Retirement plan sponsors need to be knowledgeable about their investment lineups and deliver documentation to the Department of Labor (DOL) and IRS on time. Most retirement plan committee members already know this.
However, there are some things that advisers and consultants wish their sponsor clients were better at, or that they prioritized more.
“The No. 1 thing is being aware of their role as a fiduciary,” says Craig Eissler, wealth adviser with Halbert Hargrove. “Many plan administrators may believe that hiring advisers and third-party administrators [TPAs] will entirely remove them of all liability and decisionmaking.
“The fact of the matter,” Eissler continues, is that plan sponsors “inherently act as stewards [that] create the retirement plan. The investment committee members are charged with overseeing the portfolio, and other administrators are involved in ensuring the plan runs smoothly. Even with the use of service professionals, plan sponsor fiduciaries are still ultimately responsible for showing prudence in the active management of the plan.”
Smarter Automatic Features
Recently, more plans have upped their default deferral rates for automatic enrollment from 3% or 4% to 6%. Some are pairing that with annual automatic escalation of 1% up to ceiling caps of 10% and, in some rare cases, 15%.
Sponsors using automatic features need to be willing to listen to advisers’ recommendations on completely rethinking the deferral formula with the goal of creating better participant outcomes, John Doyle, senior vice president, senior retirement strategist at Capital Group, tells PLANSPONSOR. It starts with plan sponsors accepting the notion that they require some external entity (i.e., the adviser, retirement specialist or consultant) to help them with this process.
“The way to solve the problem is to change the way plans are designed, in such a fashion that plan participants can achieve good outcomes without having to know why,” Doyle says. “I don’t see any evidence that we are any better at this than several years ago.”
Plan design automation needs to be rethought and adjusted to make retirement plan participants more financially secure, Doyle says. Simply put, that means better auto-enrollment and even re-enrollment, he says.
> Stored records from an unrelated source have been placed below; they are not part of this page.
PR #1514, opened 2018-10-16
Use wp-calypso's Babel config

DanReyLop:
I'm trying to simplify as much as possible our "boilerplate" code and our `package.json` dependency list. The first step to do that is to catch up to what `wp-calypso` is using.

In this PR:
* All the `babel`-related dependencies are directly copied from `wp-calypso` (we were a few versions behind).
* Our `babel` config is removed, it just points to `wp-calypso`'s `babel.config.js` file.
* I had to add a few env variables to the `npm` commands to make sure Calypso's babel config works for us (disable code-splitting, etc).

To test, just run `npm start` and/or `npm run dist` and do a smoke test on some of our UI. It should be extremely obvious if something's not working.

As an added bonus, now our bundle is significantly smaller! I don't remember the exact numbers, but it went from `1.6MB` to `1.4MB` minified aprox.


DanReyLop:
I'm including these changes into #1520, closing this.

PR #2889, opened 2025-09-24
Add sanity check before using returned value from WC_Tax::find_rates() method.

bartech:
## Description

Add sanity check before using returned value from WC_Tax::find_rates() method.
Although method definition in docblock says this method returns `array` there is a filter in this method `woocommerce_find_rates` right before it returns and some 3rd party code can break the type contract.

### Related issue(s)

https://linear.app/a8c/issue/WOOSHIP-1625/fatal-error-in-woocommerce-tax-taxjar-integration-conflict-with-square

You can follow instruction described in the issue.
https://linear.app/a8c/issue/WOOSHIP-1625/fatal-error-in-woocommerce-tax-taxjar-integration-conflict-with-square
or simulate the issue by adding snippet like.
```php
add_filter( 'woocommerce_find_rates', '__return_false' );
```

### Checklist

- [ ] unit tests

### DIFF
--- a/changelog.txt
+++ b/changelog.txt
@@ -2,6 +2,7 @@
 
 = 3.1.1 - 2025-xx-xx =
 * Fix   - Incorrect tax rate saved in Woo Tax Table when Cart total is 0.
+* Fix   - Compatibility issue with plugins and themes that use woocommerce_find_rates filter.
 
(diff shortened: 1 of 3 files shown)


iyut (approved):
LGTM!

PR #2895, opened 2025-11-05
Fix/issue WOOSHIP-1717 - Change priority for print notices method

iyut:
## Description
Fix the error notices for being displayed too late (Currently the error will be displayed after the value is correct). It's fixed by changing the priority for `StoreNoticesController::maybe_display_notices()`.

### Related issue(s)

Closes [WOOSHIP-1717](https://linear.app/a8c/issue/WOOSHIP-1717/invalid-zip-code-error-appears-when-re-entering-valid-postcode-after#comment-15c8a563).

1. Go to checkout page with items in cart.
2. Enter a valid US ZIP code in the billing postcode field (e.g., 94539).
3. Wait for AJAX validation to complete - no error appears (correct behavior).
4. Delete the last digit from the postcode field to make it invalid (e.g., change 94539 to 9453).
5. The error will appear.
6. Add the deleted digit back to restore the valid postcode (e.g., 9453 → 94539)
7. The error will disappear

Observe the checkout page

### Checklist

- [ ] unit tests

### DIFF
--- a/classes/class-wc-connect-taxjar-integration.php
+++ b/classes/class-wc-connect-taxjar-integration.php
@@ -1628,9 +1628,9 @@ class WC_Connect_TaxJar_Integration {
 			$log_suffix    = 'in cached response.';
 		}
 
-		$to_state   = $response_body->tax->jurisdictions->state;
-		$to_country = $response_body->tax->jurisdictions->country;
-		$has_nexus  = $response_body->tax->has_nexus;
+		$to_state   = isset( $response_body->tax->jurisdictions->state ) ? $response_body->tax->jurisdictions->state : '';
+		$to_country = isset( $response_body->tax->jurisdictions->country ) ? $response_body->tax->jurisdictions->country : '';
+		$has_nexus  = isset( $response_body->tax->has_nexus ) ? $response_body->tax->has_nexus : false;
 
 		if ( 'CA' === $to_state && 'US' === $to_country && true === $has_nexus ) {
 			$this->_log(
--- a/classes/class-wc-connect-taxjar-integration.php
+++ b/classes/class-wc-connect-taxjar-integration.php
@@ -1646,7 +1646,7 @@ class WC_Connect_TaxJar_Integration {
 		}
 
 		if ( 'not set' === $to_state || 'not set' === $to_country || null === $has_nexus ) {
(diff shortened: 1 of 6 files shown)


classes/class-wc-connect-taxjar-integration.php
```diff
@@ -1628,9 +1628,9 @@ private function check_for_incorrect_california_tax_nexus( $response_body, $cach
 			$log_suffix    = 'in cached response.';
 		}
 
-		$to_state   = $response_body->tax->jurisdictions->state;
-		$to_country = $response_body->tax->jurisdictions->country;
-		$has_nexus  = $response_body->tax->has_nexus;
+		$to_state   = isset( $response_body->tax->jurisdictions->state ) ? $response_body->tax->jurisdictions->state : '';
+		$to_country = isset( $response_body->tax->jurisdictions->country ) ? $response_body->tax->jurisdictions->country : '';
+		$has_nexus  = isset( $response_body->tax->has_nexus ) ? $response_body->tax->has_nexus : false;
```
bartech: What do you think if we do this
```suggestion
		$to_state   = isset( $response_body->tax->jurisdictions->state ) ? $response_body->tax->jurisdictions->state : 'not set';
		$to_country = isset( $response_body->tax->jurisdictions->country ) ? $response_body->tax->jurisdictions->country : 'not set';
		$has_nexus  = isset( $response_body->tax->has_nexus ) ? $response_body->tax->has_nexus : null;
```

classes/class-wc-connect-taxjar-integration.php
bartech: And here we do 
```php
json_encode( $has_nexus ) // stringify true|false|null to 'true'|'false'|'null'.
```
This way we will know in logs when `$response_body->tax->has_nexus` is not set.

classes/class-wc-connect-taxjar-integration.php
iyut: yeah I think we can. And also we can elevate this further by adding `throw` if some of those are not set. Because this method is wrapped by `try..catch`. WDYT?

iyut: @bartech , can you check the latest commit on this PR? I have added your suggestion code and add throw exception code.

bartech (approved):
Looks good.

dustinparker (approved):
LGTM!

PR #2883, opened 2025-08-28
Fix regression causing slow loading times, loading shipping infrastructure when shipping is not enabled

PKMN-World:
## Description
This pull request fixes a regression introduced in https://github.com/Automattic/woocommerce-services/pull/2877 that allowed the shipping infrastructure to load and cause slow page load times in the admin panel when the shipping features of this plugin are not used. 

The original fix was introduced in https://github.com/Automattic/woocommerce-services/pull/2856, and then modified slightly in https://github.com/Automattic/woocommerce-services/pull/2873.

### Checklist

- [ ] unit tests

- [ ] `changelog.txt` entry added
- [ ] `readme.txt` entry added

PR #2897, opened 2025-11-08
Don't load shipping settings if WC shipping or tax-only is enabled

PKMN-World:
Follow on from https://github.com/Automattic/woocommerce-services/pull/2883

https://github.com/Automattic/woocommerce-services/pull/2879 did not fix the issue.

Screenshot 2025-11-08 at 10 35 37 AM

### DIFF
--- a/changelog.txt
+++ b/changelog.txt
@@ -1,11 +1,13 @@
 *** WooCommerce Tax Changelog ***
 
+= 3.2.3 - 2025-xx-xx =
+* Fix   - Resolved issue where shipping features were incorrectly loading when in tax-only mode for some installations.
+
 = 3.2.2 - 2025-11-10 =
 * Add   - Allow round tax at subtotal level, instead of rounding per line.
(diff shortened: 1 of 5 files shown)


PKMN-World:
@Abdalsalaam

PKMN-World:
Also, the GitHub checks always fail on my pull requests. It doesn't seem like this repo is configured correctly to allow drop-in pull requests like this.

Abdalsalaam:
Thank you, @PKMN-World !

It seems there’s another scenarios for the only_tax mode that I wasn’t aware of. To address this, I’ve made some changes to let `has_only_tax_functionality` determine if it’s only_tax, instead of relying solely on the only_tax flag to fix my previous work.

dustinparker:
@PKMN-World thank you for your submission! 

The QIT tests are failing because the branch is remote. I've pushed the changes to a local branch and created a PR so that the QIT tests will pass here: https://github.com/Automattic/woocommerce-services/pull/2898. We will continue our review there.

PR #2898, opened 2025-11-10
Don't load shipping settings if WC shipping or tax-only is enabled (QIT fix attempt)

dustinparker:
## Description

This is a duplicate of [this existing PR](https://github.com/Automattic/woocommerce-services/pull/2897) which is failing on QIT authentication. I am seeing if the authentication will still fail from a local branch or if the remote branch is the cause of the auth failure.

### Checklist

- [ ] unit tests


Abdalsalaam (approved):
LGTM
Thank you!

PR #2900, opened 2025-11-30
Don't load shipping settings if WC shipping or tax-only is enabled

PKMN-World:
Follow on from https://github.com/Automattic/woocommerce-services/pull/2898.

My original change in `class-wc-connect-shipping-label.php` [was deleted in that pull request](https://github.com/Automattic/woocommerce-services/pull/2897/commits/f2b2fe4f655f4f7fcaba56f11867f98c953389c2#diff-d81ca9b0ed185e03f6de2b90adcc4a8220bf6ac280715c5da04a719d958b7669L533), which removed the fix.

Screenshot 2025-11-29 at 8 25 53 PM

### DIFF
--- a/classes/class-wc-connect-shipping-label.php
+++ b/classes/class-wc-connect-shipping-label.php
@@ -529,6 +529,12 @@ if ( ! class_exists( 'WC_Connect_Shipping_Label' ) ) {
 		 * @return bool True if shipping label is enabled from the settings.
 		 */
 		public function is_shipping_label_enabled() {
+
+			// For tax-only installations, shipping labels are disabled
+			if ( ! WC_Connect_Loader::is_wc_shipping_activated() && ! WC_Connect_Loader::has_only_tax_functionality() ) {
+				return false;
+			}
+
 			$account_settings = $this->account_settings->get();
 
 			if ( isset( $account_settings['formData']['enabled'] ) && is_bool( $account_settings['formData']['enabled'] ) ) {


PKMN-World:
@Abdalsalaam @Ferdev @dustinparker

Abdalsalaam:
Hello @PKMN-World 
it seems to me your store does not have `tax_only = true`, Can you try to add this filter to the functions.php file then check if the widgets/labels functionality will be initiated or not
```php
add_filter( 'wc_connect_has_only_tax_functionality', '__return_true' );
```

PKMN-World:
> Hello @PKMN-World it seems to me your store does not have `tax_only = true`, Can you try to add this filter to the functions.php file then check if the widgets/labels functionality will be initiated or not
> 
> ```
> add_filter( 'wc_connect_has_only_tax_functionality', '__return_true' );
> ```

Interesting! This does fix the issue for me. @Abdalsalaam What's causing that? I don't have the Shipping plugin installed.

Abdalsalaam:
> > Hello @PKMN-World it seems to me your store does not have `tax_only = true`, Can you try to add this filter to the functions.php file then check if the widgets/labels functionality will be initiated or not
> > ```
> > add_filter( 'wc_connect_has_only_tax_functionality', '__return_true' );
> > ```
> 
> Interesting! This does fix the issue for me. @Abdalsalaam What's causing that? I don't have the Shipping plugin installed.

Glad to hear its fixed! 
It seems the Shipping functionality is enabled for your site (Probably you connected your website to WooCommerce before adding only_tax flag ) and also its [not the first install](https://github.com/Automattic/woocommerce-services/pull/2879#issuecomment-3333641811)

PR #2903, opened 2025-12-04
Add tracks event for TaxJar

bartech:
## Description

We want to run experiment to see if we can skip all request to TaxJar to US when `from_state != to_state` to reduce amount of request that we assume should always give 0 tax rate. For this we are adding tracking event to see if `combined_tax_rate` is equal to 0 for all the cases.

Add a Tracks event immediately after the has_nexus[ check ](https://github.com/Automattic/woocommerce-services/blob/34d118847aa0af325e435bb1d895b5e3b1c0f2d8/classes/class-wc-connect-taxjar-integration.php#L1210)that captures the from/to states (and ideally the full addresses). Let it run for a week so we can see the actual distribution. That should give us enough signal to confirm whether narrowing API calls would silently break things for a meaningful number of merchants.

### Related issue(s)
Closes https://linear.app/a8c/issue/WOOSHIP-1821/add-tracks-even-tax-calculation-nexus-detected

### Checklist

- [ ] unit tests

### DIFF
--- a/classes/class-wc-connect-taxjar-integration.php
+++ b/classes/class-wc-connect-taxjar-integration.php
@@ -77,6 +77,13 @@ class WC_Connect_TaxJar_Integration {
 	 */
 	private $backend_tax_classes;
 
+	/**
+	 * Tracks instance.
+	 *
+	 * @var WC_Connect_Tracks
+	 */
+	protected $tracks;
+
 	const PROXY_PATH               = 'taxjar/v2';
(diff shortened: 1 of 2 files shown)


bartech:
@samnajian should I add changelog entry for this change if this is temporary experiment?

samnajian (approved):
LGTM!

samnajian:
> @samnajian should I add changelog entry for this change if this is temporary experiment?

No need for a changelog entry for it.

In line with this, David Swallow, managing director, consulting relations and retention at TIAA, hears from advisers that one thing they would like sponsors to better understand is the “importance of the documentation of their actions, as it relates to the plan and the retention of records. How a retirement plan is ultimately judged comes down to process. Documentation supports the process you went through in making your decisions.”
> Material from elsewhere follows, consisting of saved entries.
PR #2906, opened 2025-12-18
Improve Woo Tax - Tax Rate Table Population Logic

bartech:
## Description
Revamped the Tax Rate Table population logic, improving handling of automated taxes, backend order calculations, and tax location normalization.

**Changes:**

- **Jurisdiction Handling:** Added logic to fetch and apply jurisdictions from TaxJar responses, simplifying tax labels and improving city/county assignment.

- **Removed code for Woo 2.6:** Refactored cart and backend tax calculation routines for WooCommerce 3.0+ to reduce redundant checks and improve reliability.
- **Normalized Addresses:** Introduced normalization of shipping and billing addresses using `wp_unslash` and consistent uppercasing.
- **Removed Legacy Code:** Dropped support for pre-WooCommerce 3.0 coupon and order item handling where unnecessary, including tooltip hacks and deprecated tax rate matching by street.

He says sponsors should “spend a little bit more time to understand how important and critical [documentation] is.”
Defining Success and Plan Goals
Another top-line objective for sponsors is defining success, Eissler says. There is sometimes a disconnect between what plan sponsors and advisers think the plan’s priority, or definition of success, should be.
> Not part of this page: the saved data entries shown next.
PR #2913, opened 2026-01-27
Make Sift configuration fetch non-blocking

ismaeldcom:
Closes WOOSHIP-601

### Description

- Update `WC_Connect_API_Client::get_sift_configuration()` to add non-blocking mode that returns immediately without making API requests
- Add background fetch via WP-Cron to retrieve Sift configuration asynchronously
- Cache successful responses for 1 month and errors for 5 minutes to prevent API hammering
- Replace inline JavaScript with WordPress script enqueuing API, using defer strategy for non-blocking rendering and browser caching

“Plan sponsors typically have their own definition of a successful plan,” Eissler says. “Ideally, success would depend on what objectives an employer has when establishing the plan” and what responsibilities it is willing to take on, he explains.
“They [plan sponsors] typically will prioritize passing annual compliance tests, ease of plan administration, low costs and getting competitive investment returns,” Eissler says. “While these are all desirable outcomes, what often can be overlooked is emphasizing high participation rates and, ultimately, sufficient contributions into the plan to ensure a financially secure retirement for participants. Pertinent employee education and straightforward plan investment options can often help accomplish these priorities.”
A big misconception is that low cost is better for investment options, says Ken Innis, chairman of R.O.W. Group, a wealth transfer firm.
“We have seen the perspective that investing in low-cost index funds leads to higher accumulation and a large pot of money at retirement,” Innis says. “The flip side of that is, we think low-cost investments should be part of a diversified lineup, but they don’t always translate into better performance.”
In putting together an investment lineup, a sponsor needs to work with the plan’s adviser to ask, “‘What is active investment management trying to accomplish?’” Innis says. “We think a combination of them [active and passive investing], even lifetime income options” is the way to go.
R.O.W. is not of the opinion that a 4% drawdown strategy for retirees is appropriate for every participant, he adds. “For 69% of workers, guaranteed money is one of their top goals,” Innis says, which is why R.O.W. thinks lifetime income options should be offered in the plan, even to young workers. This way, younger workers can contribute to the lifetime income options over the course of their careers and not have to go through the difficult decision of whether to place their bets on an annuity when they reach retirement age.
Sponsors also need to listen to their advisers’—and recordkeepers’—updates on legislation and regulation, sources agree.
In sum, Eissler says, “When you actually step back and review all that is involved in establishing, managing and monitoring a qualified plan, it is little wonder that there’s such a critical need for experienced, trained retirement professionals. While there are a multitude of common mistakes made when administering a plan, at a high level, implementing an ongoing review process is a critical best practice that would serve plan sponsors well. This process would include mapping out review meetings, maintaining minutes, documenting key retirement plan management decisions and regular review of investment policy statements [IPS], as well as continuous monitoring of service provider fees and services.”